Traffic is expected to increase as we head into the summer holiday season, and roads could be busier than usual as train strikes push people into cars instead.

“It’s likely that people will consider altering their journey plans and they may well travel by car instead so it’s important they check their vehicle is roadworthy before setting off,” says Frank Bird, senior network planner at National Highways.

“We’d also remind motorists to check the weather forecast… and to take plenty of drinking water with them as well as food that won’t be affected by the heat in case of delays.”

Ferries

Heavy traffic at Dover port

Image source, PA Media

Dover is Europe’s busiest ferry port, and summer is its peak time as passengers head across the Channel.

It will be under the spotlight again after many passengers experienced long queues last July and during this year’s Easter holidays.

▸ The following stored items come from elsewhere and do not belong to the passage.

Issue #408, opened 2022-07-06
[Feature?]: Add Tag CSS & JS API


Rykus0:
### Duplicates

- [X] I have searched the existing issues

### Latest version

- [X] I have tested the latest version

### Summary 💡

- [x] CSS
- [x] JS
- [x] Svelte
- [x] SC
- [x] Chakra
- [x] MUI

PR #421, opened 2022-07-11
Feat/get tag props

Rykus0:
## PR Checklist

## PR Type

- [ ] Bugfix
- [x] Feature
- [ ] Build related changes
- [ ] CI related changes
- [ ] infrastructure changes

contributes to #408 

## What is the new behavior?
Adds tag CSS API and tests


packages/headless-styles/sandbox/src/App.css
```diff
@@ -15,8 +15,12 @@
 }
 
 .App-header {
+  background: #fff;
```
caseybaggz, line 18:
```suggestion
  background-color: var(--ps-neutral-surface-medium);
```

packages/headless-styles/sandbox/src/App.css
```diff
@@ -15,8 +15,12 @@
...
   padding-bottom: 1.5rem;
   padding-top: 1.5rem;
+  position: sticky;
+  top: 0;
+  z-index: 50;
```
caseybaggz, line 23:
```suggestion
  z-index: 1100;
```

packages/headless-styles/src/components/Tag/generated/tagCSS.module.ts
```diff
@@ -0,0 +1,79 @@
...
+    '&:active': {
+      backgroundColor: 'hsl(240deg 31% 25% / 100%)',
+    },
+  },
+  sTag: {
+    composes: 'baseTag',
+    fontSize: '0.75rem',
+    height: '1.25rem',
+  },
+  '': {
```
caseybaggz, line 69: Hmmm...this looks like a bug to me. Need to figure out what the CSS file needs to change in order to prevent the empty selector.

packages/headless-styles/src/components/Tag/shared.ts
```diff
@@ -0,0 +1,16 @@
+import type { Tech } from '../types'
+import type { TagOptions, Kind, Size } from './types'
+
+export const defaultTagOptions = {
+  kind: 'weak' as Kind,
+  size: 'm' as Size,
+  tech: '' as Tech,
+}
+
+export function getDefaultOptions(options?: TagOptions) {
```
caseybaggz, line 10: Need to rename this function to use the pattern `getDefault<Name>Options` since this is a global function.

packages/headless-styles/src/components/Tag/tagCSS.module.css
```diff
@@ -0,0 +1,85 @@
...
+  position: relative;
+  text-align: center;
+  text-decoration: none;
+  text-transform: none;
+  transition: background-color 250ms ease-in-out, color 250ms ease-in-out;
+  vertical-align: middle;
+  white-space: nowrap;
+}
+
+[href].baseTag {
```
caseybaggz, line 27: We want to stick with class name selectors and not strict attrs like this one. Theorhetically, you should only need `.baseTag` or something different to make it unique enough.

packages/headless-styles/src/components/Tag/tagCSS.module.css
```diff
@@ -0,0 +1,85 @@
...
+}
+
+.weakTag:active {
+  background-color: var(--ps-neutral-background-active);
+}
+
+/* focus styles */
+
+.baseTag:focus {
+  outline: hsl(0deg 0% 100% / 80%) solid 2px;
```
caseybaggz, line 72: All focus styles should match the other components and not use static colors which will also allow you to kill the global style at the bottom of the file. Always reference the other components since the library is essentially complete and not "go rougue" - even if the design file is currently different (which is expected because it in progress).

packages/headless-styles/src/components/Tag/tagCSS.ts
```diff
@@ -0,0 +1,20 @@
+import { createClassProp } from '../../utils/helpers'
+import { getDefaultOptions } from './shared'
+import type { TagOptions } from './types'
+import styles from './tagCSS.module.css'
+
+// Public
```
caseybaggz, line 6:
```suggestion
```

packages/headless-styles/src/components/Tag/shared.ts
Rykus0: oops, thanks!

packages/headless-styles/src/components/Tag/generated/tagCSS.module.ts
Rykus0: I bet it's because of `:global` - I noticed the theming wasn't working because CSS modules was changing the `light` class name the way it does.  This looks like it introduces some other issues, though, so I'll have to look more into it.

packages/headless-styles/src/components/Tag/tagCSS.module.css
Rykus0: I was trying to target only when it's an active link with an href... I could put this in with base if that's always the case.

packages/headless-styles/src/components/Tag/tagCSS.module.css
Rykus0: I had that initially, but it didn't match what we had in figma, and what's existing is hard to see.  I was going to ask if we wanted to either add these colors to the tokens, or use existing colors, but forgot to come back to it.  I'll make sure to get clarification on the expectation next time I have any degree of doubt.

Rykus0: Does css modules have something like SASS mixins that could help us keep things like this consistent more easily?

packages/headless-styles/src/components/Tag/generated/tagCSS.module.ts
Rykus0: No longer an issue with `:global(.light)` removed

caseybaggz (approved):
I don't understand how there is not an aria selector for Tags at this point? They've been around for like a decade now? 🤷‍♀️

PR #423, opened 2022-07-12
Feat/get js tag props

Rykus0:
## PR Checklist

## PR Type

- [ ] Bugfix
- [x] Feature
- [ ] Build related changes
- [ ] CI related changes
- [ ] infrastructure changes

contributes to #408 

## What is the new behavior?

adds getJSTagProps API


Rykus0:
[SC Sandbox](https://codesandbox.io/s/basic-tag-css-in-js-sc-ykiwwt?file=/src/App.tsx) 
[MUI Sandbox](https://codesandbox.io/s/basic-tag-mui-xdhfm8?file=/src/App.tsx) - will provide override in following PR along with Chakra API

packages/headless-styles/sandbox/src/components/Tag.jsx
```diff
@@ -1,6 +1,18 @@
...
+  useEffect(() => {
+    if (props.logJS) {
+      console.log(
+        getJSTagProps({
+          kind: 'strong',
+          size: 's',
+        })
+      )
+    }
+  }, [props.logJS])
```
caseybaggz, line 14: Just a fun fact via React knowledge - what you assume is correct in the `props.logJS` being used in the Array of props to be checked is in fact **incorrect** because React *only* checks the Array on a shallow level. Thus, the effect will run every single time the `props` Object changes - not the `logJS` property.

This is why all the React docs and the code I write use the `logJS` property specifically. A common issue for non-contributing React devs. Might change in the future - but I doubt it.

packages/headless-styles/src/components/Tag/tagJS.ts
```diff
@@ -0,0 +1,22 @@
+import { getDefaultTagOptions } from './shared'
+import { transformStyles } from '../../utils/helpers'
+import type { TagOptions } from './types'
+import styles from './generated/tagCSS.module'
+
+// Public
```
caseybaggz, line 6: Please stop adding these comments if there is no reason for it. 😉 
```suggestion
```

Rykus0: Didn't really add it, I used other code as a starting point and forgot to remove it.

packages/headless-styles/src/components/Tag/tagJS.ts
```diff
@@ -0,0 +1,21 @@
+import { getDefaultTagOptions } from './shared'
+import { transformStyles } from '../../utils/helpers'
+import type { TagOptions } from './types'
+import styles from './generated/tagCSS.module'
+
+
+export function getJSTagProps(options?: TagOptions) {
+  const { kind, size } = getDefaultTagOptions(options)
+  const sizeKey = `${size}Tag` as keyof typeof styles
```
caseybaggz, line 9: I added a new design that helped me last API if you want to pick up on your next one (not required, but highly recommend) of creating `shared/createSelectorClasses` function that returns an Object of these values since you use them in both the CSS & JS API.

Rykus0: Makes sense.  I'll add it in the next PR!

In late May, port boss Doug Bannister told the BBC everything possible had been done to prevent the same level of delays.

However, he said “it would be foolish” to guarantee there would never be queues.

Mr Bannister added that additional passport checks introduced after Brexit were a factor.

The port’s location between cliffs and the sea means space is limited.

It says measures in place ahead of the summer holidays include working with coach and ferry operators to spread out travel at peak times, extra space to process coach passengers, and putting in more border control posts.

Local authorities and emergency services have traffic management plans for busy times, including queuing up lorries on the M20 motorway.

This system was reinstated on Thursday, ahead of the busy July and August period.